Stock futures pointed to optimistic growth Thursday morning as Nvidia and other companies posted better-than-expected revenue for the third quarter. Target and Walmart continue to impress analysts, bringing in record earnings even while labor availability remains scarce.
“Labor is going to continue to be tight and we’ll continue to focus on retaining our existing team,” John Mulligan, Target’s COO, said during the company’s earnings call Wednesday.
Preliminary reports indicate that jobless claims are at their lowest point since March of 2020, though. This news has investors optimistic about economic recovery, resulting in upward movement for futures contracts on the S&P 500 Thursday morning. The Index is up 1.8% this month, bringing it within less than a percentage point of its all-time intraday high.
Nvidia Impresses Shareholders
Graphics card manufacturer Nvidia beat expectations in the third quarter, bringing in $7.1 billion against a projected $6.81 billion in revenue. Those eye-opening numbers represent a 50% increase over the same period last year, causing investors to jump at the opportunity to scoop up Nvidia stock. The company’s share price shot up 3% in response to the news Wednesday evening.
“The third quarter was outstanding, with record revenue,” Stated Jensen Huang, Nvidia’s CEO. “Demand for NVIDIA AI is surging, driven by hyperscale and cloud scale-out, and broadening adoption by more than 25,000 companies. NVIDIA RTX has reinvented computer graphics with ray tracing and AI, and is the ideal upgrade for the large, growing market of gamers and creators, as well as designers and professionals building home workstations.”

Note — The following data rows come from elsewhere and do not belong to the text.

PR #10961, opened 2023-10-07
Base: Class - Type checking template functions

abdullahtahiriyo:
Original idea of Werner:
https://github.com/FreeCAD/FreeCAD/pull/10643#issuecomment-1712966545

I really liked this syntax to avoid repetition and even explicit consideration of Types when type checking.

I thought it would be a pity to get it lost.

It includes a small demonstrator of usage.

### DIFF
--- a/src/Base/BaseClass.h
+++ b/src/Base/BaseClass.h
@@ -114,6 +114,18 @@ public:
   virtual void setPyObject(PyObject *);
 
   static void *create(){return nullptr;}
+
+  template <typename T>
+  bool is() const
+  {
+    return getTypeId() == T::getClassTypeId();
+  }
+
+  template <typename T>
+  bool isDerivedFrom() const
+  {
+    return getTypeId().isDerivedFrom(T::getClassTypeId());
+  }
 private:
   static Type classTypeId;
 protected:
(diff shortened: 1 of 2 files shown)


abdullahtahiriyo:
@wwmayer 

I could not resist to have this added.

I have just added an overloading counterpart for isDerivedFrom to take class objects for consistency with the new is() function.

The topic of cryptocurrency was conspicuously absent from Huang’s statement, even as crypto mining remains a driving force for graphics card sales. The demand for GPUs is so high that resellers have flocked to the industry as a speculative market. Scalpers use automated scripts to purchase the stock of graphics cards as soon as manufacturers list them on retail sites. Then, they list these components on secondhand sites like eBay for hundreds of dollars over their list price.
The intense demand for graphics cards has also collided with an ongoing shortage of microchips. Bottlenecks in the manufacturing process have constrained semiconductor supplies for months, slowing the production of all consumer electronics. As such, Nvidia’s record-breaking revenue is even more impressive in the midst of one of the strangest market environments the company has ever navigated.
It’s impossible to talk about the stock market without mentioning inflation right now. Analysts are apprehensive about the devaluation of the dollar. Even as inflation hits its highest rate since 1990, retailers are still posting record-breaking revenue. Stakeholders are now waiting for the other shoe to drop.
US shoppers have absorbed the higher prices for consumer goods so far. Loose monetary policy from the Federal Reserve, coupled with deferred spending in 2020, has resulted in stuffed savings accounts and red-hot demand for consumer goods. Manufacturing is struggling to keep up with customer appetites. All these factors point to one unpleasant truth: inflation is probably here to stay.
If shoppers lose their nerve and demand cools off, the economy could slow to a crawl from the whiplash. Ever-increasing prices will eventually outpace the average consumer’s paycheck, which could be disastrous for the dollar. The Fed has a possible solution ready, but Chairman Jerome Powell hasn’t seen fit to use it yet.
In a pinch, the Fed could start hiking interest rates. In March 2020, the central bank slashed interest rates to nearly zero to address the crumbling economy. This move kept liquid capital pumping through the US, but it also increased the monetary supply. When more money moves through the economy, inflationary pressure ramps up.
Experts say this pattern is playing out in more countries than just the US.
“The yield question is kind of global in nature,” CenterSqaure analyst Uma Pattarkine tells reporters. “We still see banks being very, very accommodative. So, it seems like we might be kind of in this ‘lower rate for a longer time’ environment.
“At this point, investors really need to be looking at yields, where they can get it elsewhere in the market if they’re not planning on getting it through fixed income in the near future, until we see that movement in the global rate market,” Pattarkine noted.
The best news for the economy so far this week came from the US Labor Department. Initial unemployment claims are down to 268,000 for the week ending on November 13. The number of continuing claims is down to just over 2.08 million. That’s below expectations and reassuring for investors.
Enticing workers into the retail sector is becoming more difficult for employers. Target and Walmart alike have cited higher labor costs in 2021. As inflation continues to raise prices, workers will expect their compensation to keep up. The question for companies now is whether they will eat these labor costs or continue to raise prices to offset heightened employee compensation.